There must be some amount of money being made off the backs of the Irish motorist, whether you are a private motorist or drive for a living.  And now with the price of petrol and diesel owning a car or driving for a living is becoming one very expensive business.


----------



## z107 (24 Apr 2011)

Can you not just get the holes filled?
I did that for the rust holes in my last NCT and it passed on the second attempt.


----------



## Time (24 Apr 2011)

Rusty wheel arches? That sounds spurious to me.


----------



## bullworth (24 Apr 2011)

umop3p!sdn said:


> Can you not just get the holes filled?
> I did that for the rust holes in my last NCT and it passed on the second attempt.



Or cover them up yourself. Sand most of  the rust and flaky paint off down to the original bodywork with a rubber block and sandpaper dipping the block into a bucket of water to keep dust down ( or use an angle grinder if u have to). Then get some isopon from a motor factors:

http://www.halfords.com/webapp/wcs/..._productId_167469_langId_-1_categoryId_165625

Its a flexible putty in a tube or carton that hardens after application.Theresa few different types. You can get a fibreglass putty too for really bad holes. The fibreglass usually has to be mixed with an activator to make it harden later which u can do on a piece of cardboard. A lot of mechanics do exactly this.
Apply with some cardboard. Sand the area down after the putty hardens so that it is flush with the rest of the car. Use stronger sandpaper at first and then towards the end use a finer grain. Then you can paint over it yourself or have it sprayed. A lot of car bodywork issues are simple DIY problems that are not too difficult to fix cheaply yourself. Enginework is more complicated by comparison. A DIY job makes a lot of sense if the cost of repair is a sizable % of the cost  of the car.


----------



## BurrenTech (24 Apr 2011)

bullworth said:


> Or cover them up yourself. Sand most of  the rust and flaky paint off down to the original bodywork with a rubber block and sandpaper dipping the block into a bucket of water to keep dust down ( or use an angle grinder if u have to). Then get some isopon from a motor factors:
> 
> Its a flexible putty in a tube or carton that hardens after application.Theresa few different types. You can get a fibreglass putty too for really bad holes. A lot of mechanics do exactly this.
> Apply with some cardboard. Sand the area down after the putty hardens so that it is flush with the rest of the car. Use stronger sandpaper at first and then towards the end use a finer grain. Then you can paint over it yourself or have it sprayed. A lot of car bodywork issues are simple DIY problems that are not too difficult to fix cheaply yourself. Enginework is more complicated by comparison.

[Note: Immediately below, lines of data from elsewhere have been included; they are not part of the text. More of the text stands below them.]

PR #430, opened 2020-12-15
Dtar

adammoody:
Updates dtar to enable:
- parallel creation of PAX-format tarballs
- parallel extraction of general tarballs
- faster parallel extraction of tarballs that meet certain format restrictions

This currently only supports creating tarballs of directories, regular files, and symlinks (object types that can be represented in an ``mfu_flist``).  It can currently extract a wider set of item types, though that might also be reduced.

One can currently create tarballs in PAX-format without compression and without support for sparse encoding of file data.  This restriction enables direct computation of the starting offset for each entry before the archive is written.  Future work may relax these restrictions.

To support extraction of general tar formats, including compressed tarballs and those containing global header entries, every process must scan through the archive from the beginning of the file.

For a subset of tarballs, it should be possible to create an index file listing the starting offset for the header and data of each entry to enable faster parallel extraction.  Known restrictions for those tarballs include at least:
- no compression
- no use of global headers (all header info affecting an entry should be included in that entry's header)
- no sparse encoding of entry data (this might be supported if each process processes the list of sparse blocks starting from the entry header)


adilger:
Some thoughts I had while reading about this:
- rather than having all of the processes read the tarball to find file offsets (which causes N-times reading of the file data) `dtar` could queue the next starting file offset to the other processes, and processes which are idle would grab the next file from the tarball for extraction, like a producer-consumer.  It isn't clear whether having multiple producers would be faster than a single one, since each thread would end up having to do the same read work, and it is unlikely that IOPS are faster than MPI messages
- some compression formats allow parallel decompression and/or restart in the middle of the file.  In such cases, it might make sense to subdivide the file into N chunks and read until a restart marker is found, then start decompression looking for a tar file header.  At a minimum, the data decompression could be parallelized, even if finding the start of the next file can't be found.
- storing the index could be done in an xattr (up to 64KB for most filesystems today) so that it stays with the file during renames, and at least some transfers

adammoody:
@dsikich and @daltonbohning , I plan to check in this fist version of dtar without daos support.  I'm still learning about libarchive, but I think it may have callbacks that could let us integrate with daos.  We can do that in step 2.  A daos dtar would be awesome, but I've got my hands full with getting posix working.

I'd thinking we can plan to make a mpiFileUtils release in mid to late January to pull in your daos changes and hopefully at least a posix-enabled dtar.

adammoody:
Thanks for looking this over and contributing those ideas, @adilger .

daltonbohning:
@adammoody

> @dsikich and @daltonbohning , I plan to check in this fist version of dtar without daos support. I'm still learning about libarchive, but I think it may have callbacks that could let us integrate with daos. We can do that in step 2. A daos dtar would be awesome, but I've got my hands full with getting posix working.

I can see how this would be useful to daos - we are also working on some other serialization tools. I haven't yet heard mention specifically of a daos compressed tarball, but I'll look into it.
Anyway, if POSIX works, then dtar would technically work with daos mounted over dfuse, though not as performant.

> I'd thinking we can plan to make a mpiFileUtils release in mid to late January to pull in your daos changes and hopefully at least a posix-enabled dtar.

Great, thank for the heads up! Let me know if there's anything to be done on the daos end for this release, etc.

adilger:
One other comment to make here - when extracting xattrs from the tarball, they should preferentially be set *before* the body of the file is extracted. That allows backup and restore of Lustre layout xattrs (trusted.lov).

adammoody:
> 
> 
> One other comment to make here - when extracting xattrs from the tarball, they should preferentially be set _before_ the body of the file is extracted. That allows backup and restore of Lustre layout xattrs (trusted.lov).
> 
> Newer GNU tar does this correctly by using `mknod()` to create the file, then `setxattr()` to store the xattrs without opening the file first. That avoids triggering the MDS to assign the layout, which happens at `open()` time.

Yes, good point and thanks for the review, @adilger .  I'll change things to set the xattrs before writing file data, which is how we do it in dcp/dsync.

I had placed it after because I was following the pattern used in libarchive, which seems to write xattrs *after* writing the file data.  I should double check that, but if that's true, this means that the algorithms that use libarchive to create items and write file data will not have restored the Lustre xattrs in time.

adammoody:
I verified that libarchive does copy xattrs *after* copying the file data.  So the algorithms that use libarchive to create items and copy data won't restore Lustre striping parameters.

Potential fix: it may work to configure libarchive to *not* extract xattrs, and then insert code to manually copy xattrs between the call to archive_write_header() and archive_write_data_block().

adammoody:
This is not quite done, but it's close enough to be merged soon.  Removing the work-in-progress label.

Don't do this, sills are structural, and it will affect safety if you bodge it like this person suggests. Have the rust cut out and fresh metal welded in.

A lean mixture increases Nitrous Oxides (NO) which is known health issue.

I totally agree though, the whole NCT is a racket to get people to buy new(er) cars. How many new cars did Toyota recall because of safety issues? If they're going to test cars every year it should be ALL cars, regardless of age.

Write to your TD!


----------